How long can your child sit still while playing a tablet game? Forever, maybe? Now, how long can they sit still about while looking at a math textbook?

Like most children, your child’s attention can be sustained for much greater periods playing a game rather than staring at a textbook. In fact, the opposite would be very, very unusual. The good news is, if technology continues down its current path, you might soon be able to just hand your child a tablet with the perfect game loaded on it, instead of cracking open that well-worn textbook. Wouldn't that be great?

Concepts, not memorization

Keith Devlin, also known as the “Math Guy,” recently spoke at Weber State University, where he evaluated the current status of math educational apps. Most apps claiming to be math apps, unfortunately, do not appear to actually teach mathematical concepts, but rather train the child in memorization. What low performers need most (and what Common Core requires of all students) is a more solid understanding of mathematical concepts. Greater emphasis and research should be given toward games that teach concepts rather than drill students incessantly.

One positive example of a math game that also teaches mathematical concepts that Devlin points out is Wuzzit Trouble, an extremely fun and engaging game for children with solid research backing it. In a controlled study, children who played the game 10 minutes a day, especially those already low in math, made considerably more gains in math than the control groups.

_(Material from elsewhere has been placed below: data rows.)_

PR #10970, opened 2026-08-01
fix(app): transcript readiness is socket-driven, not connectivity-driven (#6311)

### LINKED ISSUE #6311: "Recording, reconnecting" shows falsely when transcription is working fine
## Bug

"Recording, reconnecting" status appears in the recording bar even when transcription is working perfectly — live transcript keeps flowing normally despite the UI showing a disconnected state.

## Root Cause

`transcriptServiceReady` in `capture_provider.dart:252` requires BOTH conditions:
```dart
bool get transcriptServiceReady => _transcriptServiceReady && _isConnected;
```

`_isConnected` comes from `ConnectivityService` which can briefly flicker `false` during network transitions (WiFi↔cellular, brief DNS hiccups) even when the WebSocket is still alive and streaming data. This causes the UI to show "Recording, reconnecting" with the red dot + cloud-off icon while transcription continues normally.

## Expected

The status should reflect actual transcript service state, not network connectivity checks. If the WebSocket is connected and segments are flowing, the UI should show "Listening" regardless of what `ConnectivityService` reports.

## Suggested Fix

Either:
1. Remove the `_isConnected` check from `transcriptServiceReady` — rely solely on `_transcriptServiceReady` which is set/cleared by actual WebSocket connection events
2. Add a debounce to the connectivity check (e.g., only show reconnecting if disconnected for >3 seconds)
3. Check if transcript segments are still arriving as a health signal

## Files
- `app/lib/providers/capture_provider.dart:252` — the combined check
- `app/lib/pages/conversations/widgets/processing_capture.dart:299` — UI rendering

Originally added in PR #5699 (Mar 20, 2026).

aryanorastar:
Fixes #6311

## What changed and why

`transcriptServiceReady` was `_transcriptServiceReady && _isConnected`, where `_isConnected` comes from `ConnectivityService`. That service can flicker `false` during a WiFi↔cellular handoff or a brief DNS hiccup even while the transcript WebSocket is alive and segments are flowing — so the recording header showed "Recording, reconnecting" (red dot + cloud-off icon) over perfectly healthy transcription.

`_transcriptServiceReady` is already the authoritative signal (set `true` on socket subscribe, `false` on close/error). This drops the `_isConnected` AND so the UI reflects the actual transcript pipeline rather than a network check.

`ConnectivityService` state remains in use where it belongs — `hasNetwork` for the recording manager and `onConnectionStateChanged` mirroring — only the readiness getter changes.

None (UI state fix on an existing path).

## How it was verified

- `flutter test test/providers/capture_provider_test.dart` → **67 passed** (66 existing + 1 new regression).
- `flutter analyze lib/services/capture/capture_controller.dart test/providers/capture_provider_test.dart` → no new issues (3 pre-existing infos in the test file, untouched by this change).
- `dart format --line-length 120` clean.

## Tests

New `transcriptServiceReady is socket-driven, not connectivity-driven (#6311)` group: asserts a connectivity flicker (`onConnectionStateChanged(false)` → `true`) cannot toggle transcript readiness — the exact regression that showed a false "reconnecting" state.

## Failure class (fixes)

Failure-Class: none

## Scoped cleanups

None.

<a href="https://cubic.dev/pr/BasedHardware/omi/pull/10970?utm_source=github" target="_blank" rel="noopener noreferrer" data-no-image-dialog="true"><picture><source media="(prefers-color-scheme: dark)" srcset="https://www.cubic.dev/buttons/review-in-cubic-dark.svg"><source media="(prefers-color-scheme: light)" srcset="https://www.cubic.dev/buttons/review-in-cubic-light.svg">Review in cubic</picture></a>

### DIFF
--- a/app/lib/services/capture/capture_controller.dart
+++ b/app/lib/services/capture/capture_controller.dart
@@ -411,7 +411,13 @@ class CaptureController extends ChangeNotifier
 
   bool _transcriptServiceReady = false;
 
-  bool get transcriptServiceReady => _transcriptServiceReady && _isConnected;
+  // The transcript service readiness is driven solely by the socket lifecycle
+  // (set true on subscribe, false on close). The `&& _isConnected` gate was
+  // removed (#6311): ConnectivityService can flicker false during a WiFi↔cellular
+  // handoff or a brief DNS hiccup even while the WebSocket is alive and segments
+  // are flowing, which made the UI show "Recording, reconnecting" over healthy
+  // transcription. The socket is the authoritative connectivity signal.
+  bool get transcriptServiceReady => _transcriptServiceReady;
 
   // having a connected device or using the phone's mic for recording.
   // Includes `interrupted` so the keep-alive/reconnect path keeps running
--- a/app/test/providers/capture_provider_test.dart
+++ b/app/test/providers/capture_provider_test.dart
@@ -1130,18 +1130,28 @@ void main() {
   // lifecycle is the authoritative signal; a connectivity change must never
   // change transcript-service readiness.
   group('transcriptServiceReady is socket-driven, not connectivity-driven (#6311)', () {
-    test('connectivity flicker does not toggle transcript readiness', () {
+    test('connectivity flicker does not toggle readiness of a ready socket', () {
       final provider = CaptureProvider();
-      // Fresh provider: socket not yet ready, so readiness must be false.
-      expect(provider.transcriptServiceReady, isFalse);
 
-      // A connectivity flip must not change readiness on its own — before the
-      // fix, onConnectionStateChanged(false) ANDed _isConnected into the getter
-      // and could manufacture a "reconnecting" state from a healthy socket.
+      // Drive the provider into the socket-subscribed state (the scenario the
+      // old getter got wrong): onConnected mirrors the transcript WebSocket
+      // subscribing, which sets _transcriptServiceReady = true.
+      provider.onConnected();
+      expect(provider.transcriptServiceReady, isTrue);
+
+      // A connectivity flicker must not toggle readiness off. Before the fix
+      // this ANDed _isConnected=false into the getter and manufactured a false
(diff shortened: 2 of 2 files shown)


Git-on-my-level (commented):
Thanks @aryanorastar — the core fix looks right. `_transcriptServiceReady` is the authoritative socket-lifecycle flag (`true` on `subscribe`/`onConnected`, `false` on `onClosed`/`onError`), so dropping the `&& _isConnected` AND correctly stops a transient `ConnectivityService` flicker (WiFi↔cellular handoff, brief DNS hiccup) from flashing a false "reconnecting" state while the WebSocket is healthy and segments are flowing. Minimal and well-scoped. CI is green.

One blocking concern on the regression test, which I agree with the cubic review on and verified against the diff:

The new `transcriptServiceReady is socket-driven...` test never drives `_transcriptServiceReady` to `true`. The provider is constructed fresh (so readiness is already `false`), and then `onConnectionStateChanged(false)` / `onConnectionStateChanged(true)` only flip `_isConnected`. All three `expect(..., isFalse)` assertions pass identically against both the old getter (`_transcriptServiceReady && _isConnected`) and the new one — so the test does not actually guard the #6311 behavior. The scenario the test's comment describes (a *ready* socket plus a connectivity flicker, readiness staying `true`) is never constructed.

For the test to actually protect this fix, it needs to put the provider into a socket-subscribed/connected state first (e.g. via a mock `TranscriptSocketService` that drives `subscribe`/`onConnected` so `_transcriptServiceReady == true`), then flicker `onConnectionStateChanged(false)` and assert `transcriptServiceReady` stays `true`. As written it adds no regression signal.

Not asking for a split — this is one cohesive fix. Just needs the test to cover the actual differing branch so a future regression is caught. Marking for human maintainer review alongside.

---

kodjima33 (approved):
Bug fix 5/5: transcriptServiceReady no longer ANDed with flaky connectivity state; root cause stated, regression test added, CI green.

PR #10972, opened 2026-08-01
feat(app): Omi HUD on display-capable Meta glasses, gated on the capability

undivisible:
## What this is

The Omi HUD on display-capable Meta glasses, gated on the capability rather than on the device being a Ray-Ban.

## The finding this rests on

`docs/rayban-meta-device.md` said the toolkit gives us camera only. That was true when written and is now stale: **DAT 0.7.0 (2026-05-14) added the Display capability**, and **0.8.0 ships it** plus `clearDisplay()`. The repo already pinned `meta-wearables-dat-ios` at exact 0.8.0 — it just never linked `MWDATDisplay`, so the display was sitting behind an unlinked module the whole time.

The no-microphone finding still holds. Audio remains the Bluetooth HFP route; nothing in the audio path changes here.

## Capability, not device type

`deviceSupportsDisplay()` returns the toolkit's own `Device.supportsDisplay()`. Any display-capable Meta hardware lights up with no new device case, and Ray-Ban Meta Gen 1/2 reports `false`. This is the same signal Meta's own sample uses to filter devices (`AutoDeviceSelector(wearables:filter:{ $0.supportsDisplay() })`).

`GlassesDisplayGate` keeps two conditions deliberately separate — the device can render, and the user opted in. Neither implies the other, so a display-less device can never be switched on by the flag alone.

## Content is device-neutral

`HudScreen`/`HudLine` describe *what* to show without naming an SDK; `RayBanMetaDisplayRenderer` translates into Meta's `FlexBox`/`Text`/`Button`. A future vendor implements `GlassesDisplay` and reuses the projector unchanged.

`HudProjector` owns the line budget, which is the actual design problem — a HUD shows roughly five lines and `TaskActionItem` alone carries ~30 fields. The projector decides what survives (due date, then priority, then text) and appends an explicit `+N more` rather than letting the renderer clip silently.

## Two things found on the way

**The graph test's exactness assertion was vacuous.** `test_separate_dat_target_owns_only_the_required_meta_products` asserts an exact module set, but `package_product_names` scanned for `MWDAT(?:Core|Camera)` — a newly linked product was invisible to it, so the assertion passed without checking anything. Broadened to `MWDAT\w+`, which is what makes the new `assert_equal` meaningful.

**Pigeon emits trailing whitespace** (`case 134: `) into generated Dart, which `diff-hygiene` rejects. Stripped in this PR; it will recur on the next `pigeon` run, so it likely wants a generator post-step rather than a manual fix each time. Not addressed here.

`MWDATDisplay` is linked into `RunnerRayBanDat` only, never default `Runner` — linking it there would re-trigger the `MWDATCore` SwiftProtobuf duplicate-class launch crash documented in `rayban-meta-troubleshooting.md`.

`RayBanMetaDisplayRenderer.swift` does not import SwiftUI: `MWDATDisplay` exports its own `Text`, `Button`, and `Image`, and importing both makes those names ambiguous (Meta documents this in the 0.7.0 notes).

## Verification

```
flutter test test/unit/hud_projector_test.dart                    12 passed
flutter test test/unit/rayban_meta_device_test.dart
             test/unit/rayban_meta_source_mapping_test.dart       22 passed (no regression)
ruby app/ios/test/rayban_dat_xcode_graph_test.rb                   9 runs, 402 assertions, 0 failures
ruby app/ios/test/rayban_dat_plugin_boundary_test.rb               9 runs,  99 assertions, 0 failures
ruby app/ios/test/rayban_dat_build_wrapper_test.rb                12 runs, 129 assertions, 0 failures
plutil -lint app/ios/Runner.xcodeproj/project.pbxproj              OK
scripts/pre-push (bounded preflight gate)                          passed
```

The graph-test count moving 393 → 402 is the evidence the pbxproj wiring actually took: the broadened scan now sees `MWDATDisplay` in `packageProductDependencies`.

## Compiled against the real SDK

The first pass of the Swift was written from Meta's changelog and one sample file without a compiler, and **three calls did not exist**. The package is now resolved locally and both files typecheck against the actual 0.8.0 xcframeworks:

```
swift package resolve                       meta-wearables-dat-ios 0.8.0
xcrun swiftc -typecheck -target arm64-apple-ios15.2-simulator \
  -F MWDATCore.xcframework/ios-arm64_x86_64-simulator \
  -F MWDATDisplay.xcframework/ios-arm64_x86_64-simulator \
  Renderer.swift HostProbe.swift            no diagnostics
```

What the interface corrected:

| Written from docs | Actual interface |
|---|---|
| `Display.stateStream()` | no such member — `statePublisher: any Announcer<DisplayState>`, whose `listen()` returns `AnyListenerToken` |
| `DeviceSession.removeDisplay(_)` | does not exist; `addDisplay()` has no inverse, so detach is `stop()` plus dropping the token |
| `DisplayState` falling through to `"error"` | `@frozen`, exactly `starting/started/stopping/stopped`, no error case — `.stopping` was being reported as an error |

The renderer's view API needed no change: `Text(_:style:color:)`, the `FlexBox` `ComponentBuilder` init, `padding`/`background`/`onTap`, and `Button(label:style:iconName:onClick:)` all matched.

## Review follow-up (this push)

Merged `origin/main` (594 commits) — no conflicts.

**Attach is now atomic.** `addDisplay()` was the only step inside the error-emitting `do/catch`; the state-publisher subscription and `capability.start()` ran outside it. A failure after `addDisplay()` succeeded left Dart holding `attaching` forever with no `error` transition *and* no way to retry, since `display` was already non-nil so `attachDisplay()` early-returns. The whole sequence now runs in one `do/catch` that rolls back the capability handle and its subscription before emitting `error`.

**Display state contract documented** in `docs/rayban-meta-device.md`: the five Dart-visible states, the atomic-attach guarantee, why `.stopping` and `.stopped` both normalize to `detached` (nothing may be sent to a display that is tearing down, so both are the same state to every Dart caller), and that best-effort `send`/`clear` failures surface via `onError` as `display_send_failed`/`display_clear_failed` without changing the display state — a dropped HUD refresh is not a detach.

No behavioral regression test accompanies the attach fix: `app/ios` has no Swift test target, and asserting on source-string order would be a static tripwire rather than behavioral coverage. The fix is structural (one `do/catch` spanning the whole sequence).

Verification:

```
ruby app/ios/test/rayban_dat_xcode_graph_test.rb     -> 9 runs, 402 assertions, 0 failures
ruby app/ios/test/rayban_dat_plugin_boundary_test.rb -> 9 runs,  99 assertions, 0 failures
flutter test test/unit/hud_projector_test.dart       -> 13 tests passed
scripts/pr-preflight --pr-body-file ...              -> 13 checks passed
```

## Still not done

**Not run on hardware, and not run in the simulator.** Typechecking proves the SDK calls are real; it does not prove anything renders. This wants one run against `MockDeviceKit.pairGlasses(model: .metaGlasses)` plus `MockCaptouchKit` for the tap path — simulator-only, no glasses needed.

**Nothing feeds the projector yet.** `HudProjector` is tested against `HudTask`, but `ActionItemsProvider`, the live transcript, and AI answers are not wired to it, and no preference persists `userEnabled`. The seam exists; the wiring is the next PR.

none

## Failure class

Failure-Class: none

### DIFF
--- a/app/android/app/src/main/kotlin/com/friend/ios/PigeonCommunicator.g.kt
+++ b/app/android/app/src/main/kotlin/com/friend/ios/PigeonCommunicator.g.kt
@@ -66,7 +66,7 @@ private object PigeonCommunicatorPigeonUtils {
     }
     return a == b
   }
-      
+
 }
 
 /**
@@ -898,7 +898,7 @@ class WatchRecorderFlutterAPI(private val binaryMessenger: BinaryMessenger, priv
         }
       } else {
         callback(Result.failure(PigeonCommunicatorPigeonUtils.createConnectionError(channelName)))
-      } 
+      }
     }
   }
   fun onRecordingStopped(callback: (Result<Unit>) -> Unit)
@@ -915,7 +915,7 @@ class WatchRecorderFlutterAPI(private val binaryMessenger: BinaryMessenger, priv
         }
       } else {
         callback(Result.failure(PigeonCommunicatorPigeonUtils.createConnectionError(channelName)))
-      } 
+      }
     }
   }
   fun onAudioData(audioDataArg: ByteArray, callback: (Result<Unit>) -> Unit)
@@ -932,7 +932,7 @@ class WatchRecorderFlutterAPI(private val binaryMessenger: BinaryMessenger, priv
         }
       } else {
         callback(Result.failure(PigeonCommunicatorPigeonUtils.createConnectionError(channelName)))
-      } 
+      }
     }
   }
   fun onAudioChunk(audioChunkArg: ByteArray, chunkIndexArg: Long, isLastArg: Boolean, sampleRateArg: Double, callback: (Result<Unit>) -> Unit)
@@ -949,7 +949,7 @@ class WatchRecorderFlutterAPI(private val binaryMessenger: BinaryMessenger, priv
         }
       } else {
         callback(Result.failure(PigeonCommunicatorPigeonUtils.createConnectionError(channelName)))
-      } 
+      }
     }
   }
   fun onRecordingError(errorArg: String, callback: (Result<Unit>) -> Unit)
@@ -966,7 +966,7 @@ class WatchRecorderFlutterAPI(private val binaryMessenger: BinaryMessenger, priv
         }
       } else {
         callback(Result.failure(PigeonCommunicatorPigeonUtils.createConnectionError(channelName)))
-      } 
+      }
     }
   }
   fun onMicrophonePermissionResult(grantedArg: Boolean, callback: (Result<Unit>) -> Unit)
@@ -983,7 +983,7 @@ class WatchRecorderFlutterAPI(private val binaryMessenger: BinaryMessenger, priv
         }
       } else {
         callback(Result.failure(PigeonCommunicatorPigeonUtils.createConnectionError(channelName)))
-      } 
+      }
     }
   }
   fun onMainAppMicrophonePermissionResult(grantedArg: Boolean, callback: (Result<Unit>) -> Unit)
@@ -1000,7 +1000,7 @@ class WatchRecorderFlutterAPI(private val binaryMessenger: BinaryMessenger, priv
         }
       } else {
         callback(Result.failure(PigeonCommunicatorPigeonUtils.createConnectionError(channelName)))
-      } 
+      }
     }
   }
   fun onWatchBatteryUpdate(batteryLevelArg: Double, batteryStateArg: Long, callback: (Result<Unit>) -> Unit)
@@ -1017,7 +1017,7 @@ class WatchRecorderFlutterAPI(private val binaryMessenger: BinaryMessenger, priv
         }
       } else {
         callback(Result.failure(PigeonCommunicatorPigeonUtils.createConnectionError(channelName)))
-      } 
+      }
     }
   }
 }
@@ -1423,7 +1423,7 @@ class BleFlutterApi(private val binaryMessenger: BinaryMessenger, private val me
         }
       } else {
         callback(Result.failure(PigeonCommunicatorPigeonUtils.createConnectionError(channelName)))
-      } 
+      }
     }
   }
   fun onPeripheralDiscovered(peripheralArg: BlePeripheral, callback: (Result<Unit>) -> Unit)
@@ -1440,7 +1440,7 @@ class BleFlutterApi(private val binaryMessenger: BinaryMessenger, private val me
         }
       } else {
         callback(Result.failure(PigeonCommunicatorPigeonUtils.createConnectionError(channelName)))
-      } 
+      }
     }
   }
   fun onDeviceReady(peripheralUuidArg: String, servicesArg: List<BleService>, callback: (Result<Unit>) -> Unit)
@@ -1457,7 +1457,7 @@ class BleFlutterApi(private val binaryMessenger: BinaryMessenger, private val me
         }
       } else {
         callback(Result.failure(PigeonCommunicatorPigeonUtils.createConnectionError(channelName)))
-      } 
+      }
     }
   }
   fun onPeripheralDisconnected(peripheralUuidArg: String, errorArg: String?, callback: (Result<Unit>) -> Unit)
@@ -1474,7 +1474,7 @@ class BleFlutterApi(private val binaryMessenger: BinaryMessenger, private val me
         }
       } else {
         callback(Result.failure(PigeonCommunicatorPigeonUtils.createConnectionError(channelName)))
-      } 
+      }
     }
   }
   fun onCharacteristicValueUpdated(peripheralUuidArg: String, serviceUuidArg: String, characteristicUuidArg: String, valueArg: ByteArray, callback: (Result<Unit>) -> Unit)
@@ -1491,7 +1491,7 @@ class BleFlutterApi(private val binaryMessenger: BinaryMessenger, private val me
         }
       } else {
         callback(Result.failure(PigeonCommunicatorPigeonUtils.createConnectionError(channelName)))
-      } 
+      }
     }
   }
   fun onRssiUpdate(peripheralUuidArg: String, rssiArg: Long, callback: (Result<Unit>) -> Unit)
@@ -1508,7 +1508,7 @@ class BleFlutterApi(private val binaryMessenger: BinaryMessenger, private val me
         }
       } else {
         callback(Result.failure(PigeonCommunicatorPigeonUtils.createConnectionError(channelName)))
-      } 
+      }
     }
   }
   fun onStateRestored(peripheralUuidsArg: List<String>, callback: (Result<Unit>) -> Unit)
@@ -1525,7 +1525,7 @@ class BleFlutterApi(private val binaryMessenger: BinaryMessenger, private val me
         }
       } else {
         callback(Result.failure(PigeonCommunicatorPigeonUtils.createConnectionError(channelName)))
-      } 
+      }
     }
   }
   /**
@@ -1546,7 +1546,7 @@ class BleFlutterApi(private val binaryMessenger: BinaryMessenger, private val me
         }
       } else {
         callback(Result.failure(PigeonCommunicatorPigeonUtils.createConnectionError(channelName)))
-      } 
+      }
     }
   }
 }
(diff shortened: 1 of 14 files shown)


Git-on-my-level:
Solid foundational work. The device-neutral content model, capability-gated display surface, and projector-owned line budget are exactly the right abstractions — keeping `HudScreen`/`HudLine` vendor-neutral while `RayBanMetaDisplayRenderer` does the Meta-specific translation means a future vendor just implements `GlassesDisplay` and reuses the projector unchanged.

The `GlassesDisplayGate` design (device capability **and** user opt-in, neither implying the other) is clean. The projector tests cover the important edge cases: budget overflow with explicit `+N more`, sorting precedence (due date → priority → text), whitespace collapse, truncation, and the three gate states.

A few observations for when this moves toward merge:

1. **This is plumbing, not yet wired** — no concrete `GlassesDisplay` implementation exists in the Dart layer, the projector isn't fed by any live app state, and there's no settings toggle for the user opt-in. That's fine for a draft; just flagging the remaining surface.
2. The `DisplayState` normalization maps `.stopping` and `.stopped` both to `"detached"` (`RayBanMetaHostApiImpl.swift:527`) — worth confirming that's the intended UX (a stopping display and a fully-stopped one are indistinguishable from Dart).
3. `sendDisplayScreen` fires `capability.send(view)` in an unstructured `Task` with error-only callback — if the view fails to send, the Dart side has no signal beyond `onError`. Consider whether a failed send should transition the display state to `error`, or whether that's acceptable for a best-effort HUD refresh.

Human maintainer review needed for product direction before this leaves draft. No security, privacy, or dependency concerns — the display renders only existing app content and `MWDATDisplay` was already pinned at 0.8.0.

---

Git-on-my-level:
Strong foundational work — the layering here is exactly right.

The device-neutral content model, capability gate, and projector-owned line budget are well separated: `HudScreen`/`HudLine` stay vendor-free, `GlassesDisplayGate` keeps device-capability and user-opt-in as independent conditions, and `HudProjector` makes the line-budget decision explicit (`+N more`) rather than letting the renderer clip silently. The generated Pigeon files are consistent across Dart/Swift/Kotlin, and broadening the Xcode graph test regex from `MWDAT(?:Core|Camera)` to `MWDAT\w+` is a genuine improvement over a vacuous assertion.

A few things I would flag for the next iteration:

1. **attachDisplay error-state gap** — `emitDisplayState("attaching")` fires before `session.addDisplay()`. If `addDisplay()` or `capability.start()` throws, the Dart side is left at `attaching` with no `error` transition. Consider wrapping the attach in a do/catch that emits an error state on failure.

2. **clearDisplay swallows errors** — `Task { try? await capability.clearDisplay() }` silently drops failures. If clear is intentionally best-effort, a one-line comment saying so would help; otherwise surface it through `emitError`.

3. **GlassesDisplay has no concrete implementation yet** — the abstract interface and gate are defined, the native Pigeon API exists (`deviceSupportsDisplay`, `attachDisplay`, `sendDisplayScreen`), and the bridge callbacks are wired (`onDisplayStateChangedCb`, `onDisplayActionTappedCb`), but no Dart class implements `GlassesDisplay` to connect them. Expected for a draft foundational PR, but worth tracking as the explicit next step.

No security, privacy, or data-handling concerns. Looking forward to seeing the integration layer land.

---

Git-on-my-level:
Followed up on the latest head (`ac0dfa91a`). The two concrete blockers from the earlier pass are now resolved:

- **attachDisplay** wraps `session.addDisplay()` in a `do/catch` that emits an `"error"` display state on failure (previously Dart could be left at `"attaching"`).
- **clearDisplay** surfaces failures through `emitError` instead of swallowing them with `try?`.

One small edge case remains, acceptable for a draft: `capability.start()` sits *outside* the error-emitting `do/catch` after `addDisplay()` succeeds — if `start()` throws synchronously before the state publisher emits, Dart could be left at `"attaching"`. Worth a one-line guard when you wire the integration layer. The `DisplayState` normalization mapping `.stopping`/`.stopped` both to `"detached"` reads as an intentional UX choice.

No security, privacy, or dependency concerns — the display renders only existing app content and `MWDATDisplay` was already pinned at 0.8.0. Human maintainer review is still needed for product direction before this leaves draft.

---

undivisible:
Pushed `e1634b6`.

`capability.start()` and the state-publisher subscription now run inside the same `do/catch` as `addDisplay()`, which rolls back the capability handle and the token before emitting `error`. The stuck-at-`attaching` case also had no retry path, since `display` was already non-nil and `attachDisplay()` early-returns.

`.stopping`/`.stopped` → `detached` is intentional, now recorded in `docs/rayban-meta-device.md` alongside the rest of the display state contract: nothing may be sent to a display that is tearing down, so both are the same state to every Dart caller.

Also merged `origin/main` (594 commits, no conflicts). Still draft — the projector has no live feed and no user-opt-in preference yet, and this needs a maintainer call on product direction before it leaves draft.

Git-on-my-level:
Solid work on this — the architecture is clean and the capability-vs-device-type gating is the right call. A few specific observations:

**Strengths**
- `GlassesDisplayGate.isOpen` (glasses_display.dart) requiring both `deviceSupportsDisplay` AND `userEnabled` means a display-less device can never be turned on by the flag alone. Good fail-safe.
- `HudProjector._taskOrder` (hud_projector.dart): deterministic tiebreaker chain (due date → priority → text), and the overflow path correctly reserves a slot for `+N more` instead of silently clipping. The line-budget ownership is the right design decision.
- `attachDisplay()` (RayBanMetaHostApiImpl.swift) is properly atomic — `addDisplay()` + state subscription + `start()` all live in one `do/catch` with rollback to nil on failure, so Dart can never get stuck at `attaching`. The follow-up push fixing this was important.
- `RayBanMetaDisplayRenderer` correctly avoids importing SwiftUI to sidestep the `Text`/`Button`/`Image` name collision with MWDATDisplay.
- The `rayban_dat_xcode_graph_test.rb` regex hardening (`MWDAT(?:Core|Camera)` → `MWDAT\w+`) was a good catch — the old assertion was vacuous.

**For maintainer attention**
- **Product direction needed for HUD content/scope:** what gets the limited line budget (tasks vs. capture state vs. AI answers) and in what priority is a product/UX decision that warrants maintainer sign-off, not just code review.
- **Not yet validated on hardware or simulator** (acknowledged in the PR body). The proposed MockDeviceKit test would be the natural next step.
- **Projector not wired to live data** yet (ActionItemsProvider, transcript, AI answers) and `userEnabled` is not persisted — worth confirming the seam design before that wiring lands in a follow-up.

The 13 projector unit tests and the passing checks (Dart Analyze & Tests, Generated Files, Desktop Swift Static & Test Contracts) look good for the unit-testable surface. Leaving for human maintainer review on product direction for the HUD feature.

---

Git-on-my-level:
Followed the branch to `4e6aa85`. The two newer pieces hold up, and both close threads from the earlier passes:

- **The bridge now matches the real `MWDATDisplay` 0.8.0 interface.** The corrections are all visible in `RayBanMetaHostApiImpl.swift` and consistent end to end: state via `statePublisher.listen` returning an `AnyListenerToken` (no `stateStream()`), detach as `stop()` + token drop (the SDK genuinely has no `removeDisplay`), and `normalizeDisplayState` covering exactly the frozen `starting/started/stopping/stopped` cases with no error case. The `.stopping`/`.stopped` -> `detached` rationale now recorded in `docs/rayban-meta-device.md` answers the question my earlier review raised.
- **Target isolation independently re-verified.** Parsing `project.pbxproj` directly: `MWDATDisplay` appears in exactly one frameworks phase, the one owned by `RunnerRayBanDat`, with its product dependency on that same target - default `Runner` stays clean, which is what the SwiftProtobuf duplicate-class history requires. The broadened `MWDAT\w+` scan in `rayban_dat_xcode_graph_test.rb` is what makes that assertion meaningful instead of vacuous.

Two notes, neither blocking for a draft:

1. `detachDisplay()` emits `"detached"` even when nothing was attached, and in non-toolkit builds `detachDisplay()`/`clearDisplay()` are silent no-ops while `sendDisplayScreen()` throws `display_unavailable`. Defensible best-effort-teardown asymmetry - worth one line in the state-contract doc when the wiring PR lands.
2. The external claims I can't check from the repo (DAT 0.7.0 added Display, 0.8.0 ships `clearDisplay()`) are consistent with everything verifiable here: the `meta-wearables-dat-ios` exact-0.8.0 pin is untouched and the code exercises only the interface the PR documents.

The remaining surface is unchanged and already owned in the PR body: no concrete `GlassesDisplay` implementation feeding the projector, no persisted `userEnabled` opt-in, and no simulator/hardware run yet (`MockDeviceKit.pairGlasses` is the right next step). The product call - what earns the ~5-line budget (tasks vs capture state vs answers) - is the maintainer decision this draft is waiting on.

---
*by AI on behalf of David*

If technology continues down the current road, you might soon be able to just hand your child a tablet with the perfect game loaded on it, instead of cracking open that well-worn textbook.

Test, review, be involved

When it comes to your own child, the first step might be to check Devlin's recommendation and see if Wuzzit Trouble works for them. If you happen to be proficient in computer science yourself, perhaps you could contribute to programs that teach the mathematical concepts.

I'd love to see more programs that taught 4x3=4+4+4 before demanding the student memorize and demonstrate that 4x3=12, for example. Perhaps someone with programming skills reading this very article could have the ability to build that app. More importantly, though, are parents of students with disabilities just like you, who keep plowing through those underlining skills and brain games that are absolutely fundamental to further math success. 

Key Takeaways:

Children often respond more to games than textbooks.
New educational apps have gotten good results according to research studies.
Software still doesn't replace the low-tech intervention of a parent.

No software has replaced the simple low-tech intervention your child needs, though -- so keep going! You can do it!